Collected data:
————
PR #1063, opened 2023-04-28
Add Scale method to QuantileDigest

huberty89:
Cherry picked from https://github.com/prestodb/airlift/pull/12


huberty89:
I did not see there is already PR for that https://github.com/airlift/airlift/pull/1053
————
* Your task: Check every line above for the string "https", and copy the ones that have it.

* Answer for the task:
Cherry picked from https://github.com/prestodb/airlift/pull/12
I did not see there is already PR for that https://github.com/airlift/airlift/pull/1053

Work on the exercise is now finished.